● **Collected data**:
──────────
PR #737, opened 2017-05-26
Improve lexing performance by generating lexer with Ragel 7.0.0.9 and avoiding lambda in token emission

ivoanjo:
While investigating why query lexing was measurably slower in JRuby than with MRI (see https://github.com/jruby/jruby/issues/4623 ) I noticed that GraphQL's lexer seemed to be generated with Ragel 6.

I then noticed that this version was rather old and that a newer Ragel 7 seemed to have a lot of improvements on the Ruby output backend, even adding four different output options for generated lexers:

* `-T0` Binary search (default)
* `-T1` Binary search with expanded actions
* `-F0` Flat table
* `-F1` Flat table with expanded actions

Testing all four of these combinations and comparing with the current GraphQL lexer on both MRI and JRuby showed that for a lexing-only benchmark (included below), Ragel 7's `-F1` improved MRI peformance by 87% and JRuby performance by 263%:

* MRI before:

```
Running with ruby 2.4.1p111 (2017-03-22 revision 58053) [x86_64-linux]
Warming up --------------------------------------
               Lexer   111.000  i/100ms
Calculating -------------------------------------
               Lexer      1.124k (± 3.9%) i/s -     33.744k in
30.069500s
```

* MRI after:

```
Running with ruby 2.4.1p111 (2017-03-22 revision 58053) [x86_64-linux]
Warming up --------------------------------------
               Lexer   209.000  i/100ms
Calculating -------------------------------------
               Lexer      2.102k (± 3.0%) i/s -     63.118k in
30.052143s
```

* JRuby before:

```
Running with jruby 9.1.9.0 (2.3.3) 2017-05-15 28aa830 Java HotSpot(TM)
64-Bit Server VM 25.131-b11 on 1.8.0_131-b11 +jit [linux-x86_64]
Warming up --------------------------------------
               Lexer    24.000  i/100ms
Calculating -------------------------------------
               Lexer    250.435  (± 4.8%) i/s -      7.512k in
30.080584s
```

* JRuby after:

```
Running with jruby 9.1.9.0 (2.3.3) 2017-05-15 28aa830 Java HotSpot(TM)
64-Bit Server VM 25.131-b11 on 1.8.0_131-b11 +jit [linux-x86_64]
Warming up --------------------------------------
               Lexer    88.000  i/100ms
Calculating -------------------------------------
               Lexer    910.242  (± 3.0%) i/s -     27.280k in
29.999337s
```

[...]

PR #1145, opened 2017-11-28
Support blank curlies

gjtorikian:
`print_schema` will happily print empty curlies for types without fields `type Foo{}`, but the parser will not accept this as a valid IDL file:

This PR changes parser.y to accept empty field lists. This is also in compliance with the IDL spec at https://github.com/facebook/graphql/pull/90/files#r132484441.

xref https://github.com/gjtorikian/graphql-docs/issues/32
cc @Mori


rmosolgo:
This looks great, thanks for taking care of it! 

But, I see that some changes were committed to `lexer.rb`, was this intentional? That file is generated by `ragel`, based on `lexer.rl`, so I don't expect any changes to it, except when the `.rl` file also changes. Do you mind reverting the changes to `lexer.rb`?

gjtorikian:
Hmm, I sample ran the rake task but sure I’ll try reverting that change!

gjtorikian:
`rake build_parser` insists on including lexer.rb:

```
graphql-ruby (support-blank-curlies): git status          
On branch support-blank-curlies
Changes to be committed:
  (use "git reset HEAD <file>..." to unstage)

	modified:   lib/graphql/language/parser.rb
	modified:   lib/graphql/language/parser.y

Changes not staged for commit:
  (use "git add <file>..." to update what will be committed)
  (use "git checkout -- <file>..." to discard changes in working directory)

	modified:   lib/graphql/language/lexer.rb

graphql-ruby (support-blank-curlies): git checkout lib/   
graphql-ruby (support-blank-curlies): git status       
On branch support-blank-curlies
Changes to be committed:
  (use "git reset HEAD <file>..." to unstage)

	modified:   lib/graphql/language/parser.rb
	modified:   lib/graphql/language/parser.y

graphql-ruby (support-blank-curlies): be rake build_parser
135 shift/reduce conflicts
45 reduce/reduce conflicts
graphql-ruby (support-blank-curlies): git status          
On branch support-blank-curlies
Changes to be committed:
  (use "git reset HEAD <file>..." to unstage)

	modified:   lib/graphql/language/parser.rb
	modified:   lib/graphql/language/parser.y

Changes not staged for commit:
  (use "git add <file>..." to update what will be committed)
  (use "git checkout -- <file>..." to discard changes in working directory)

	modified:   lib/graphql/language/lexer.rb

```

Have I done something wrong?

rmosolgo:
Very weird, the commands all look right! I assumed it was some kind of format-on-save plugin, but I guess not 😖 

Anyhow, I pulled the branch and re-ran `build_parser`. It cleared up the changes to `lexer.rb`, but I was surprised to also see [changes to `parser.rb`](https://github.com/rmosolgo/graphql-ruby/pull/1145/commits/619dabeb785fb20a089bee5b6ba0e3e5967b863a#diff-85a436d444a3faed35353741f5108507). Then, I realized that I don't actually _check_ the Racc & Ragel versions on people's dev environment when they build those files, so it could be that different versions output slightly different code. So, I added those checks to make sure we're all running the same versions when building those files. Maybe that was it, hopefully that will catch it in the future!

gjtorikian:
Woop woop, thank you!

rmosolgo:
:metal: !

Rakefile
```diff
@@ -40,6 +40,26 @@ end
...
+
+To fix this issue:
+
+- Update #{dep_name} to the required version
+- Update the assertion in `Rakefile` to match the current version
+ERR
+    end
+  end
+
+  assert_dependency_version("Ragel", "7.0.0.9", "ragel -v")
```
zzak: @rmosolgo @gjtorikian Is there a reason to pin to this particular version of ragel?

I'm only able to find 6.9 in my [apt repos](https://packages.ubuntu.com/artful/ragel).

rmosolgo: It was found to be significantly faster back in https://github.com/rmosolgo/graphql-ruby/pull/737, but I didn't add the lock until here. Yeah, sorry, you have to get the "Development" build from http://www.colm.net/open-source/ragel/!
──────────
● **Exercise details**:
The task requires an exact copy of all the lines above.

● **Result of this exercise**:
PR #737, opened 2017-05-26
Improve lexing performance by generating lexer with Ragel 7.0.0.9 and avoiding lambda in token emission

ivoanjo:
While investigating why query lexing was measurably slower in JRuby than with MRI (see https://github.com/jruby/jruby/issues/4623 ) I noticed that GraphQL's lexer seemed to be generated with Ragel 6.

I then noticed that this version was rather old and that a newer Ragel 7 seemed to have a lot of improvements on the Ruby output backend, even adding four different output options for generated lexers:

* `-T0` Binary search (default)
* `-T1` Binary search with expanded actions
* `-F0` Flat table
* `-F1` Flat table with expanded actions

Testing all four of these combinations and comparing with the current GraphQL lexer on both MRI and JRuby showed that for a lexing-only benchmark (included below), Ragel 7's `-F1` improved MRI peformance by 87% and JRuby performance by 263%:

* MRI before:

```
Running with ruby 2.4.1p111 (2017-03-22 revision 58053) [x86_64-linux]
Warming up --------------------------------------
               Lexer   111.000  i/100ms
Calculating -------------------------------------
               Lexer      1.124k (± 3.9%) i/s -     33.744k in
30.069500s
```

* MRI after:

```
Running with ruby 2.4.1p111 (2017-03-22 revision 58053) [x86_64-linux]
Warming up --------------------------------------
               Lexer   209.000  i/100ms
Calculating -------------------------------------
               Lexer      2.102k (± 3.0%) i/s -     63.118k in
30.052143s
```

* JRuby before:

```
Running with jruby 9.1.9.0 (2.3.3) 2017-05-15 28aa830 Java HotSpot(TM)
64-Bit Server VM 25.131-b11 on 1.8.0_131-b11 +jit [linux-x86_64]
Warming up --------------------------------------
               Lexer    24.000  i/100ms
Calculating -------------------------------------
               Lexer    250.435  (± 4.8%) i/s -      7.512k in
30.080584s
```

* JRuby after:

```
Running with jruby 9.1.9.0 (2.3.3) 2017-05-15 28aa830 Java HotSpot(TM)
64-Bit Server VM 25.131-b11 on 1.8.0_131-b11 +jit [linux-x86_64]
Warming up --------------------------------------
               Lexer    88.000  i/100ms
Calculating -------------------------------------
               Lexer    910.242  (± 3.0%) i/s -     27.280k in
29.999337s
```

[...]

PR #1145, opened 2017-11-28
Support blank curlies

gjtorikian:
`print_schema` will happily print empty curlies for types without fields `type Foo{}`, but the parser will not accept this as a valid IDL file:

This PR changes parser.y to accept empty field lists. This is also in compliance with the IDL spec at https://github.com/facebook/graphql/pull/90/files#r132484441.

xref https://github.com/gjtorikian/graphql-docs/issues/32
cc @Mori


rmosolgo:
This looks great, thanks for taking care of it! 

But, I see that some changes were committed to `lexer.rb`, was this intentional? That file is generated by `ragel`, based on `lexer.rl`, so I don't expect any changes to it, except when the `.rl` file also changes. Do you mind reverting the changes to `lexer.rb`?

gjtorikian:
Hmm, I sample ran the rake task but sure I’ll try reverting that change!

gjtorikian:
`rake build_parser` insists on including lexer.rb:

```
graphql-ruby (support-blank-curlies): git status          
On branch support-blank-curlies
Changes to be committed:
  (use "git reset HEAD <file>..." to unstage)

	modified:   lib/graphql/language/parser.rb
	modified:   lib/graphql/language/parser.y

Changes not staged for commit:
  (use "git add <file>..." to update what will be committed)
  (use "git checkout -- <file>..." to discard changes in working directory)

	modified:   lib/graphql/language/lexer.rb

graphql-ruby (support-blank-curlies): git checkout lib/   
graphql-ruby (support-blank-curlies): git status       
On branch support-blank-curlies
Changes to be committed:
  (use "git reset HEAD <file>..." to unstage)

	modified:   lib/graphql/language/parser.rb
	modified:   lib/graphql/language/parser.y

graphql-ruby (support-blank-curlies): be rake build_parser
135 shift/reduce conflicts
45 reduce/reduce conflicts
graphql-ruby (support-blank-curlies): git status          
On branch support-blank-curlies
Changes to be committed:
  (use "git reset HEAD <file>..." to unstage)

	modified:   lib/graphql/language/parser.rb
	modified:   lib/graphql/language/parser.y

Changes not staged for commit:
  (use "git add <file>..." to update what will be committed)
  (use "git checkout -- <file>..." to discard changes in working directory)

	modified:   lib/graphql/language/lexer.rb

```

Have I done something wrong?

rmosolgo:
Very weird, the commands all look right! I assumed it was some kind of format-on-save plugin, but I guess not 😖 

Anyhow, I pulled the branch and re-ran `build_parser`. It cleared up the changes to `lexer.rb`, but I was surprised to also see [changes to `parser.rb`](https://github.com/rmosolgo/graphql-ruby/pull/1145/commits/619dabeb785fb20a089bee5b6ba0e3e5967b863a#diff-85a436d444a3faed35353741f5108507). Then, I realized that I don't actually _check_ the Racc & Ragel versions on people's dev environment when they build those files, so it could be that different versions output slightly different code. So, I added those checks to make sure we're all running the same versions when building those files. Maybe that was it, hopefully that will catch it in the future!

gjtorikian:
Woop woop, thank you!

rmosolgo:
:metal: !

Rakefile
```diff
@@ -40,6 +40,26 @@ end
...
+
+To fix this issue:
+
+- Update #{dep_name} to the required version
+- Update the assertion in `Rakefile` to match the current version
+ERR
+    end
+  end
+
+  assert_dependency_version("Ragel", "7.0.0.9", "ragel -v")
```
zzak: @rmosolgo @gjtorikian Is there a reason to pin to this particular version of ragel?

I'm only able to find 6.9 in my [apt repos](https://packages.ubuntu.com/artful/ragel).

rmosolgo: It was found to be significantly faster back in https://github.com/rmosolgo/graphql-ruby/pull/737, but I didn't add the lock until here. Yeah, sorry, you have to get the "Development" build from http://www.colm.net/open-source/ragel/!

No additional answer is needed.